We acquire these images every day, so we can watch the plants grow. At the four-leaf stage, water is withheld from half of the plants, while the remaining plants remain watered. This allows us to watch as the plants respond to drought. Our idea is that we can see the final reduction in leaf area as well as which plants start to respond first with slowed growth or by turning from green to brown. However, to answer these questions, we first have to identify the individual pots and quantify the shoot traits of the plants. We have developed a general purpose tool that supports a user annotating, or marking, an image for regions of interest. We use this tool for selecting all the pots in the first day’s image. Since the pots don’t move, we can use this same template to select pots in all 50 days of images we acquire. This allows us to crop out individual pots from all the images. Once we have these, we still have to identify plants from the background.
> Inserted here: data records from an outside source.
Issue #7124, opened 2025-03-22
Never ending "Waiting for framework" in 19.0.3


Simbul:
### Describe the bug

Since upgrading to 19.0.3, `netlify dev` is constantly showing the following message, with a spinner on the left:
```
⠦ Waiting for framework port 5173. This can be configured using the 'targetPort' property in the netlify.toml
```

Running the same command with 19.0.2 does not result in the same behaviour. In fact, the wait seems to be over pretty quickly:
```
✔ Waiting for framework port 5173. This can be configured using the 'targetPort' property in the netlify.toml
```
This is printed out before the message saying `Server now ready on http://localhost:8888`

### Steps to reproduce

1. Start in the root of my repo (apologies, this is a private project)
2. Upgrade netlify-cli to 19.0.3
3. Run `netlify dev`
4. Everything seems to be working fine, but the CLI keeps "waiting for framework port 5173"

### Configuration

```toml
[build]
command = "react-router build"
publish = "build/client"

[dev]
command = "react-router dev"
```

### Environment

```
  System:
    OS: macOS 15.3.2
    CPU: (16) x64 Intel(R) Core(TM) i9-9880H CPU @ 2.30GHz
    Memory: 3.13 GB / 32.00 GB
    Shell: 5.9 - /bin/zsh
  Binaries:
    Node: 23.10.0 - /usr/local/bin/node
    Yarn: 1.22.19 - /usr/local/bin/yarn
    npm: 10.9.2 - /usr/local/bin/npm
  npmGlobalPackages:
    netlify-cli: 19.0.3
```

ffaubert:
I'm having the same issue, had to downgrade back to 19.0.2

ndhoule:
@Simbul @ffaubert I'm unable to reproduce this myself, but I can definitely investigate more if either of you can put together a minimal reproducible example! Doesn't need to be your full app, just enough to consistently trigger this behavior.

ffaubert:
@ndhoule It seems to be an issue with netlify and vite. I put together a very simplistic test case at https://github.com/ffaubert/netlify-cli-test. 

To reproduce after npm install, run netlify dev and then make a change to public/index.html and you'll see 
⠋ Waiting for framework port 5173. This can be configured using the 'targetPort' property in the netlify.toml
forever.

Also new in v19.0.3 at startup I see:
[...]

PR #7135, opened 2025-03-25
fix: fix incorrect dev config types and `netlify dev` regression

serhalp:
#### Summary

Fixes https://github.com/netlify/cli/issues/7124.

The regression was introduced here: https://github.com/netlify/cli/pull/7112/files#r2005549184. The detected framework config's `pollingStrategies` property was no longer being threaded through correctly.

This was introduced because the `DevConfig` type was incorrect and the weak type assertion (and general type weakness in this codebase) allowed it.

This also fixes a few nearby type isues.


src/commands/dev/types.d.ts
```diff
@@ -8,23 +8,14 @@ export type BuildConfig = NonNullable<NetlifyTOML['build']>
 export type DevConfig = NonNullable<NetlifyTOML['dev']> & {
```
serhalp, line 8: You can see here we're extending [this type](https://github.com/netlify/build/blob/1b9f2f40de7ded6285e9b7c08a1adb43550a0ccf/packages/build-info/src/settings/netlify-toml.ts#L378-L389), but we were duplicating most of it here. Most of this diff is cleaning up this unnecessary duplication + adding `undefined` to optional properties.

src/commands/dev/types.d.ts
```diff
@@ -8,23 +8,14 @@ export type BuildConfig = NonNullable<NetlifyTOML['build']>
...
-    certFile: string
-  }
-  envFiles?: string[]
+  base?: string | undefined
+  staticServerPort?: number | undefined
+  envFiles?: string[] | undefined
 
-  jwtSecret: string
-  jwtRolePath: string
-  pollingStrategies?: PollingStrategy[]
```
serhalp, line 29: This is normalized to a string before it gets here: https://github.com/netlify/build/blob/1b9f2f40de7ded6285e9b7c08a1adb43550a0ccf/packages/build-info/src/settings/get-build-settings.ts#L102

src/utils/types.ts
```diff
@@ -12,7 +13,7 @@ export type FrameworkInfo = {
   dev: {
     commands: string[]
     port: number
-    pollingStrategies: { name: string }[]
+    pollingStrategies: PollingStrategy[]
```
serhalp, line 16: This one was correct. I made it reference the canonical type while I was here.

JakeChampion (approved):

ndhoule (approved):

PR #7140, opened 2025-03-26
style: lint all files

ndhoule:
I modernized the eslint configuration Back in https://github.com/netlify/cli/commit/25fcdd8e3a059879c7b0049af64af61aca8b4eb8. At the time, I chose not to make any changes to the list of filepaths we historically passed to eslint, thinking that maybe this would include a bunch of files (like fixtures) that we intentionally ignore.

This turned out to be not the best idea. I didn't notice at the time that the list of filepaths was not great to begin with: We were passing a bunch of file extensions (mjs, cjs) that we no longer have in the repository, other extensions (md, html) that ESLint doesn't lint, and we weren't linting TypeScript files.

Since ESLint 9, you no longer ever really have reason to pass a path or paths to `eslint` (e.g. you often used to pass `.`, but this is now the implied default). So, this change just changes our use of ESLint to match what ESLint now recommends.

This change exposed a lot of unlinted files. I autofixed as many as possible and removed some outdated lint rule suppression--I did not fix any lint errors by hand, so this should include zero change to logic.  We can fix the rest of the suppressions as we go.


eslint_temporary_suppressions.js
```diff
@@ -0,0 +1,1882 @@
...
+          ignores: ['FormData', 'ReadableStream', 'Response', 'Request', 'fetch', 'fs/promises.cp'],
+        },
+      ],
+    },
+  },
+
+  /* Per-file rule suppressions */
+
+  { ignores: ['functions-templates/**'] },
+  { ignores: ['site/**'] },
```
serhalp, line 35: 🤔 are these really temporary?

serhalp (approved):
Seems better than the alternative!

I'm kind of permanently scarred from past experiences with bulk "temporary suppressions"... but it might work for us.

image

eslint_temporary_suppressions.js
ndhoule: They are until we decide they're permanent!

PR #7152, opened 2025-03-27
build: slim down npm tasks and make them more consistent

ndhoule:
Notable changes here:

- Make testing targets more consistent. E.g. no more `npm run e2e`,
- Slim down how many tasks we have, including by getting rid of `test:ci` tasks. We already pass additional flags to Vitest in several CI workflows, so I don't see the benefit in maintaining these tasks.
- Don't automatically run `test:init`. We already manually run it in the integration CI workflow, so I'm following that workflow's lead. (Hopefully) soon we'll incorporate these setup steps into the tests themselves so you don't have to run any pre-test setup steps at all.
- Remove the explicit Vitest reporter. (This will make Vitest automatically use the GitHub Actions reporter in CI.)


.github/workflows/integration-tests.yml
```diff
@@ -76,7 +76,7 @@ jobs:
           timeout_minutes: 15
           max_attempts: 3
           retry_on: error
-          command: npm run test:ci:vitest:integration -- --shard=${{ matrix.shard }}
+          command: npm run test:integration -- --coverage --shard=${{ matrix.shard }}
```
serhalp, line 79: huh, why do we enable coverage only for integration and not unit? 🤔 I guess were aren't reporting it anywhere anyway so...

ndhoule: We did enable coverage for both:

https://github.com/netlify/cli/pull/7152/files#diff-4761c5069b46ce96f49d74476da61f43ced3abc73d22254cd95a2be0e250a593R79

and still do enable coverage for unit tests:

https://github.com/netlify/cli/pull/7152/files#diff-cd0effce06f425599e96952f4d5f684641a683f46d9909e7c74a9f8b2f03ccd3R48

But yeah, we don't do anything meaningful with the reports.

Healthy plants are green, while the background includes potting media, a gray plastic pot and black plastic trays. In order to identify the plants, we chose to employ machine learning, like what’s used by Google Home or Amazon Alexa. Using our annotating software, we chose small areas containing only the plant, media, pot or tray. We used a probability model called a Bayesian classifier to train the computer to identify these. Now that the computer is trained, we can use this classifier on new images to identify the plants. Finally, we can calculate traits like leaf area and number and get an indication of plant health by evaluating greenness.
Image-based plant measurements are among the hottest topics in plant biology and crop science. We are utilizing the latest techniques in computer vision and machine learning along with state-of-the-art cameras in order to put plants in the spotlight. We aim to shed light on how plants grow and respond to stresses like drought and heat in order to develop the best forages possible for the Great Plains.